The problem:
Select all lines holding the word "discoverModelDefinitions" from the entries that follow.

:: Entries shown ::

PR #638, opened 2015-06-23
Promisify 'autoupdate'

PradnyaBaviskar:

@bajtos,
Please review.

### DIFF
--- a/test/memory.test.js
+++ b/test/memory.test.js
@@ -548,6 +548,95 @@ describe('Memory connector', function() {
     });
   });
 
+  describe('With mocked autoupdate', function() {
+    var ds, model;
+    beforeEach(function() {
+      ds = new DataSource({
+        connector: 'memory'
+      });
+
+      ds.connector.autoupdate = function(models, cb) {
+        process.nextTick(cb);
+      };
+
+      model = ds.createModel('m1', {
+        name: String
+      });
+
+      ds.automigrate();
+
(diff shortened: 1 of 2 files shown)


test/memory.test.js
```diff
@@ -548,6 +548,42 @@ describe('Memory connector', function() {
...
+      ds.autoupdate()
+        .then(function(result) {
+            done();
+          })
+        .catch(function(err){
+          done(err);
+        });
+    });
+  });
+
```
PradnyaBaviskar: I was planning to add test cases for `autoupdate`, using -

```
ds = new DataSource({
  connector: 'memory'
});
```
But then realized that memory connector does not have `autoupdate` method. Hence skipped both the test cases above. How should I be verifying `promise` support for `autoupdate`?

PradnyaBaviskar: Oh got it, in `beforeEach`, I can add a mock `autoupdate`. Something like this -

```
ds.autoupdate = function(models, cb) {
  process.nextTick(cb);
};
```

Will update my test suite, for this.

bajtos: :+1:

PradnyaBaviskar:
Done with adding test cases for autoupdate.
Can you please review?

bajtos:
@slnode test please

bajtos:
Landed, thank you!

PR #642, opened 2015-06-23
Fix updateOrCreate transaction propagation

rus0000:


slnode:

lib/dao.js
```diff
@@ -505,7 +505,11 @@ DataAccessObject.updateOrCreate = DataAccessObject.upsert = function upsert(data
         }
       });
     } else {
-      Model.findOne({ where: ctx.query.where }, { notify: false }, function (err, inst) {
+      var opts = {notify: false};
+      if (ctx.options && ctx.options.transaction) {
+        opts.transaction = ctx.options.transaction;
```
raymondfeng: Should we pass other options too?

rus0000:
I checked findOne call chain, and only `transaction` and `notify` options are used. So, currently there is no sane need for other options, but it may change in future. Wouldn't we have side effects of passing other `options` to this auxiliary query?

PR #643, opened 2015-06-23
Includes with transaction support

rus0000:
Passing `options` to all find calls


slnode:

PR #647, opened 2015-06-25
Promisify all 'discover' methods

PradnyaBaviskar:

Promisify following methods -
  1. discoverModelDefinitions
  2. discoverModelProperties
  3. discoverPrimaryKeys
  4. discoverForeignKeys
  5. discoverExportedForeignKeys
  6. discoverSchema
  7. discoverSchemas

@bajtos - can you please review?

### DIFF
--- a/lib/datasource.js
+++ b/lib/datasource.js
@@ -886,11 +886,20 @@ DataSource.prototype.autoupdate = function (models, cb) {
  */
 DataSource.prototype.discoverModelDefinitions = function (options, cb) {
   this.freeze();
+
+  if (cb === undefined && typeof options === 'function') {
+    cb = options;
+    options = {};
+  }
+  options = options || {};
+  cb = cb || utils.createPromiseCallback();
+
   if (this.connector.discoverModelDefinitions) {
     this.connector.discoverModelDefinitions(options, cb);
   } else if (cb) {
     process.nextTick(cb);
   }
+  return cb.promise;
 };
 
 /**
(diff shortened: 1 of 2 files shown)


bajtos:
Nice, LGTM.

@raymondfeng You are more familiar with autodiscovery, could you please take a look too? Especially on the unit tests.

raymondfeng:
The `options` argument is optional. Most of the connectors have the following code:
```
if (cb === undefined && typeof options === 'function') {
      cb = options;
      options = {};
    }
    options = options || {};
```

We need to normalize the args before your changes. 

@PradnyaBaviskar Can you fix that?

PradnyaBaviskar:
@raymondfeng,

> We need to normalize the args before your changes.

Just so that I understand this better, before we do `cb = cb || utils.createPromiseCallback();`, in each `discover*()` method, I should add

```
if (cb === undefined && typeof options === 'function') {
      cb = options;
      options = {};
    }
    options = options || {};
```

Is this correct understanding?

raymondfeng:
@PradnyaBaviskar Yes.

PradnyaBaviskar:
Done with normalizing the args.

raymondfeng:
@PradnyaBaviskar Thanks. Can you also add a test to cover the case where `options` is not present?

PradnyaBaviskar:
Done - added tests to cover the case of missing `options` parameter.

raymondfeng:
ok to test

PR #648, opened 2015-06-30
Fix #623 - use actual id order

### LINKED ISSUE #623: Include includePolymorphic is broken

fabien:
In order to fix @623 completely, the array of a referencesMany ids should be used for the order of returned items.

For this, `sortObjectsByIds` is appropriate. Somehow the Juggler tests did not uncover this pending issue, despite checking the order in reverse as well (see: https://github.com/strongloop/loopback-datasource-juggler/blob/master/test/relations.test.js#L4895)

I only was able to find this after I finally updated my app (running with MongoDB) and running test there.

/cc @ningsuhen @bajtos

### DIFF
--- a/lib/include.js
+++ b/lib/include.js
@@ -407,6 +407,7 @@ Inclusion.include = function (objects, include, options, cb) {
      * @param callback
      */
     function includeReferencesMany(callback) {
+      var modelToIdName = idName(relation.modelTo);
       var allTargetIds = [];
       //Map for Indexing objects by their id for faster retrieval
       var targetObjsMap = {};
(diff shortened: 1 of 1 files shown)


raymondfeng:
LGTM

bajtos:
> somehow the Juggler tests did not uncover this pending issue

Could you please add a new test to get this issue covered for the future?

fabien:
@bajtos I was wondering about this - I already used an array of ids with a non-insertion order (reversed) and it worked before. I don't really know how to write another test for this - it appears that I was only able to uncover the issue while running MongoDB (and a model with a default sort order/scope). Instead of the expected array order, items were now ordered by `name`, which is the global order for that model.

I'd suggest to go ahead with this right now, unless you have a way to test this differently.

bajtos:
I guess it's ok to go ahead then. @raymondfeng has already approved the patch, feel free to merge it yourself.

:::

Exercise result:
  1. discoverModelDefinitions
 DataSource.prototype.discoverModelDefinitions = function (options, cb) {
   if (this.connector.discoverModelDefinitions) {
     this.connector.discoverModelDefinitions(options, cb);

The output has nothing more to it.